▶ _What this task involves_
Begin with the line that has "## Why this should be merged". Give it and every line after it again, exactly, through the end of the entries below.

▶ _Material supplied_
PR #3604, opened 2024-12-17
Verify tx gas isn't too large in VerifyTx

StephenButtolph:
## Why this should be merged

Currently the mempool is allowed to contain transactions with too large of a gas usage.

## How this works

Enforce that the gas usage of a tx is <= the current gas capacity.

### DIFF
--- a/vms/platformvm/block/executor/manager.go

▶ _Output of the task_
## Why this should be merged

Currently the mempool is allowed to contain transactions with too large of a gas usage.

## How this works

Enforce that the gas usage of a tx is <= the current gas capacity.

### DIFF
--- a/vms/platformvm/block/executor/manager.go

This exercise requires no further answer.